從美麗島到罷昌,長老教會怎麼了?(3)

七星中會濟南教會於3月25日主辦「何謂公共神學」座談會,邀請到教會史學者王昭文進行專講,並由台灣少年權益與福利促進聯盟秘書長葉大華進行與談。本文由座談會主持人廖斌洲先生以摘要方式,擷取整理當日座談內容。為便於閱讀,文章經潤飾、編修。全文分3期連載。

主題演講/王昭文(成功大學歷史學博士)

與談人/葉大華(台灣少年權益與福利促進聯盟秘書長)

文字記錄/廖斌洲

與談人 葉大華
(台灣少年權益與福利促進聯盟秘書長)

攻占山頭、主導論述:保守基督教派在政治場域漸得話語權

當前社會最重要的進步性議題之一是「世代正義」,無論是同性婚姻、年改、一例一休,還是勞動條件的修正,甚至早些年的服貿協議爭議等,皆反映出當代年輕人共同關切的問題:世代正義。

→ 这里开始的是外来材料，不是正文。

PR #143, opened 2020-09-13
Release/1.4.1

algesten:


algesten:
@jsha Are we good to publish you think?

jsha:
I think we're close! I'd like to merge the fix to the cookie unittest as a separate change rather than including it under the release-tagging PR. I'll copy it into a PR now.

algesten:
Ok! I'm not in the habit of caring what goes into a PR much since it's not a git function, but a github function. But I can be more strict with it also, no problem.

jsha:
Sounds good. Filed #144. There are a couple of reasons I like to separate topics by PR. The unit of code review on GitHub is the PR, and the code review is a useful source of information. Often if I'm looking at a project's git log, and the commit I'm interested in doesn't have enough context, I'll go look at the conversation on the PR to understand it better. Also, if each PR is an independent unit of work, it's possible to consistently use "Squash and merge" rather than "Create a merge commit." Speaking of which, I haven't previously asked: Do you have a preference between "Squash and merge" and "Create a merge commit"?

On my other projects, I use "Squash and merge." That's so that contributors can push updates to their PRs as a series of small commits, rather than rebasing and force-pushing; but when the PR overall gets merged, it's treated as a unit of work. This also allows the repo to have a mostly straight-through history, which I find easier to understand when tracking down bugs.

algesten:
Makes perfect sense, I'll be stricter with it from now on.

> I haven't previously asked: Do you have a preference between "Squash and merge" and "Create a merge commit"?

I like a linear git history, so I'm in the "rebasing camp". Whether it's squashing or not I think comes down to the quality of the commits in the PR. For big PRs with lots of back/forth and a bunch of "fix after review", I think that when the PR is approved it's better to either rewrite git history by reorganizing the commits and force push before the final merge, or squashing. However, no force pushing while a PR is mid review.

algesten:
Having said that about force pushing. I just allowed myself to do that to get rid of the change you landed in #144

jsha (approved):

PR #144, opened 2020-09-13
Fix cookies_on_redirect unittest.

jsha:
Previously this test relied on a specific ordering of cookies, which was
not guaranteed. This makes the test robust to random ordering.

Also, fix the check for the `second` cookie to actually check the right
cookie.


algesten:
Great!

PR #145, opened 2020-09-14
Use #[cfg(feature = "cookie")] for some functions.

jsha:
Some helper functions introduced as part of the cookies_on_redirect
test are only used by that test, which means they are only used when the
cookie feature is enabled. This causes clippy warnings for some of the
other feature combinations in CI.


algesten:
Good! This prompted me to start this #146

PR #146, opened 2020-09-14
CI: error on dead/unused code for features

algesten:
By using `RUSTFLAGS="-D dead_code -D unused-variables -D unused"`, we tell
the compiler to upgrade warnings for unused code to errors. This combined
with a more elaborate test matrix means we can have the CI catch feature
flag combos that cause warnings.

### DIFF
--- a/.github/workflows/test.yml
+++ b/.github/workflows/test.yml
@@ -3,17 +3,46 @@ on: [push, pull_request]
 name: CI
 
 jobs:
+  doc:
+    name: Docs
+    runs-on: ubuntu-latest
+    steps:
+      - uses: actions/checkout@master
+      - name: Install Rust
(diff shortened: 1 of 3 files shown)


algesten:
@jsha This is ready to merge now. By using a matrix, it tests many combos of features and will help us catch "unused code" warnings. The number of test runs explodes a bit, there is a limit to how many we can have (256), but let's prune later if we hit the limit (the "exclude" directive can be used to remove entire branches).

jsha (approved):
Looks good! The current test count is 52, which is definitely a bit big. Looking at https://github.com/algesten/ureq/actions, it appears we go from 2.5m to run the tests to 4.8m. I think that's still well within acceptable range.

Issue #82, opened 2020-06-22
Add a Resolver interface


jsha:
Right now ureq will always use to_socket_addrs to lookup hostnames. For testing, it would be useful to force all lookups to resolve to localhost and a test server running there. This is particularly useful when a variety of hostnames are needed, or when testing large transfers that would be expensive to send over a real network.

We should add an internal Resolver interface that uses to_socket_addrs by default, but can be overridden during testing to provide mocked-out results.

lolgesten:
@jsha in hreq i got this https://docs.rs/hreq/0.3.0/hreq/trait.RequestBuilderExt.html#tymethod.with_override

Would something like that work here too? it effectively makes it so the entry URI is masked by the override host/port/tls setting. That also works on redirects, so if you follow a redirect chain:

URI1 -> URI2 -> UR1 

also when you get redirected back to URI1, the override kicks in.

jsha:
Yep, the with_override method looks like a great solution! My inclination would be to enforce that it's test-only via `#[cfg(test)]` until someone comes along with a use case that strongly motivates making it public.

lolgesten:
Sure! Let's gate.

rawler:
I have a use-case for this in a production-environment, where I'd like to ensure the "spread" of requests are even between hosts. (Basically round-robin). I'll whip up a PR and let's see what you think.

PR #147, opened 2020-09-15
Add Request::set_addresses to let app override host-resolution

rawler:
This is one simple way to resolve https://github.com/algesten/ureq/issues/82. It has the drawback of not really handling redirection.

Another way to do it would be to implement a "trait Resolver" set in the Agent, and pre-populate it with a default std::net::ToSocketAddrs implementation. Not sure if that is motivated, though. (Not by my use-case)

### DIFF
--- a/src/request.rs
+++ b/src/request.rs
@@ -44,6 +44,7 @@ pub struct Request {
     pub(crate) timeout: Option<time::Duration>,
     pub(crate) redirects: u32,
     pub(crate) proxy: Option<crate::proxy::Proxy>,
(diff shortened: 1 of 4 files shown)


rawler:
Hold on. Working on a PR for the alternative approach as well

jsha:
Awesome, thank you for putting together these two PRs! I'll take a look this evening. Off the top of my head I prefer #148 as more flexible (particularly with regards to redirects) but it's great to have two PRs to consider.

jsha:
Closing in favor of #148.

當長老教會對於重要的社會議題逐漸失去先知性的洞察力時,許多保守派教會開始掌握社會議題的話語權,其中媒體領域是最為關鍵的。相對於「新眼光電視台」的低收視率,「好消息頻道」對基督徒有著極高的影響力,該台許多節目都反映了當代美國保守教派的觀點。此外,近年來成立的新媒體「風向新聞」,除了得到保守教派人士的龐大財力支持,將媒體任務鎖定在反同婚上,2016年底,基督教反同陣營在各大電視媒體黃金時段打出「1203百萬家庭站出來」廣告,也證明了該集團有雄厚財力支撐。如果細看反同陣營所發布的廣告或相關言論,可以發現當中有非常多涉及歧視的內容,但很可惜的是台灣並沒有「反歧視法」。

同性戀議題是非常複雜的議題,但在這裡要強調的是,當我們在看檯面上的觀點時,我們需要思考是誰在引導這些論述?背後又主要是哪些媒體在呈現?簡言之,就是要去掌握論述者背後的政經結構。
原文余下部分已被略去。